There is a possibility of temporary or permanent suspension from participating in government health
care programs, including Medicare and Medicaid, if we are convicted of fraud or other criminal
conduct in the performance of a health care program or if there is an adverse decision against us under
the federal False Claims Act.
CMS uses a risk-adjustment model which apportions premiums paid to Medicare Advantage plans
according to health severity. The risk-adjustment model pays more for enrollees with predictably
higher costs. Under this model, rates paid to Medicare Advantage plans are based on actuarially
determined bids, which include a process whereby our prospective payments are based on a
comparison of our beneficiaries’ risk scores, derived from medical diagnoses, to those enrolled in the
government’s original Medicare program. Under the risk-adjustment methodology, all Medicare
Advantage plans must collect and submit the necessary diagnosis code information from hospital
inpatient, hospital outpatient, and physician providers to CMS within prescribed deadlines. The CMS
risk-adjustment model uses this diagnosis data to calculate the risk adjusted premium payment to
Medicare Advantage plans. We generally rely on providers to code their claim submissions with
appropriate diagnoses, which we send to CMS as the basis for our payment received from CMS under
the actuarial risk-adjustment model. We also rely on providers to appropriately document all medical
data, including the diagnosis data submitted with claims.
CMS is continuing to perform audits of various companies’ selected Medicare Advantage contracts
related to this risk adjustment diagnosis data. These audits are referred to herein as Risk-Adjustment
Data Validation Audits, or RADV audits. RADV audits review medical record documentation in an
attempt to validate provider coding practices and the presence of risk adjustment conditions which
influence the calculation of premium payments to Medicare Advantage plans. To date, six Humana
contracts have been selected by CMS for RADV audits for the 2007 contract year, consisting of one
“pilot” audit and five “targeted” audits for Humana plans.

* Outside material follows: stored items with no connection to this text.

PR #3300, opened 2025-11-11
feat(antnode): perform network wide replication of all our keys

RolandSherwin:
For each `key` that a node holds, it tries to query the network wide closest peers for that key and check if they hold the record, else we send a `Cmd::Replicate` to them.

We perform this check for all our keys over a span of 7 days. This number is chosen such that, assuming >7 peers hold a particular record (due to the interval replication), then each record would be replicated across the network using this new method once every day on avg.

### DIFF
--- a/ant-node/src/networking/driver/mod.rs
+++ b/ant-node/src/networking/driver/mod.rs
@@ -10,11 +10,13 @@ pub(crate) mod behaviour;
 pub(crate) mod cmd;
 pub(crate) mod event;
 pub(crate) mod network_discovery;
+pub(crate) mod network_wide_replication;
 
 use ant_bootstrap::BootstrapCacheStore;
 use event::NodeEvent;
 use network_discovery::{NETWORK_DISCOVER_INTERVAL, NetworkDiscovery};
 
+use crate::networking::driver::network_wide_replication::NetworkWideReplication;
 #[cfg(feature = "open-metrics")]
 use crate::networking::metrics::NetworkMetricsRecorder;
 use crate::networking::{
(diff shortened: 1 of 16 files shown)


maqi (changes requested):
Issue 1: network_under_load Logic is Broken
Claim: Flag should be set when "records we hold are not in actual location"
Reality: Flag is ALWAYS set to true whenever ANY replication happens
Impact: Network constantly thinks it's under load, defeating the purpose

Issue 2: completed_records Never Populated
Keys are sent but never tracked as completed
Records can be replicated multiple times within the same 7-day cycle
Wasted bandwidth and ineffective filtering

Issue 3: 72-Hour Timer Never Resets (HIGH)
Timer resets every time keys are sent (every ~15 min)
Flag never becomes false during active replication
Need separate timestamps for "load detected" vs "last sent"

ant-node/src/networking/driver/mod.rs
```diff
@@ -175,6 +180,7 @@ impl SwarmDriver {
         let mut relay_manager_reservation_interval = interval(RELAY_MANAGER_RESERVATION_INTERVAL);
         let mut bootstrap_interval = Some(interval(BOOTSTRAP_CHECK_INTERVAL));
         let mut dial_queue_check_interval = interval(DIAL_QUEUE_CHECK_INTERVAL);
+        let mut network_wide_replication_interval = interval(NETWORK_WIDE_REPLICATION_INTERVAL);
```
maqi: better scrammable the interval to avoid nodes' synced actions causing spike on resource usage

ant-node/src/replication.rs
```diff
@@ -319,6 +319,13 @@ impl Node {
             }
         }
 
+        if !to_replicate.is_empty() {
```
maqi: will this be somehow to restrict ? 
it's normal that having 1 or 2 nodes not having a record, among its closest_7
maybe lift up the bar to having less than majority (i.e. <=3) holders among the closest_7

maqi (commented):
btw. I also have two general comments:
1. as the source and destination zone may have different view on `unhealthy`, the chance of `rescure` could be low ?
2. how to tracking the related metrics, then be able to test this PR's effect in testnet ?

maqi (approved):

On December 21, 2010, CMS posted a description of the agency’s proposed RADV sampling and
payment adjustment calculation methodology to its website, and invited public comment, noting that
CMS may revise its sampling and payment error calculation methodology based upon the comments
received. We believe the audit and payment adjustment methodology proposed by CMS is
fundamentally flawed and actuarially unsound. In essence, in making the comparison referred to above,
CMS relies on two interdependent sets of data to set payment rates for Medicare Advantage (MA)
plans: (1) fee for service (FFS) data from the government’s original Medicare program; and (2) MA
data. The proposed methodology would review medical records for only one set of data (MA data),
while not performing the same exercise on the other set (FFS data). However, because these two sets of
data are inextricably linked, we believe CMS must audit and validate both of them before extrapolating
any potential RADV audit results, in order to ensure that any resulting payment adjustment is accurate.
We believe that the Social Security Act, under which the payment model was established, requires the
consistent use of these data sets in determining risk-adjusted payments to MA plans. Furthermore, our
payment received from CMS, as well as benefits offered and premiums charged to members, is based
on bids that did not, by CMS design, include any assumption of retroactive audit payment adjustments.
We believe that applying a retroactive audit adjustment after CMS acceptance of bids would
improperly alter this process of establishing member benefits and premiums.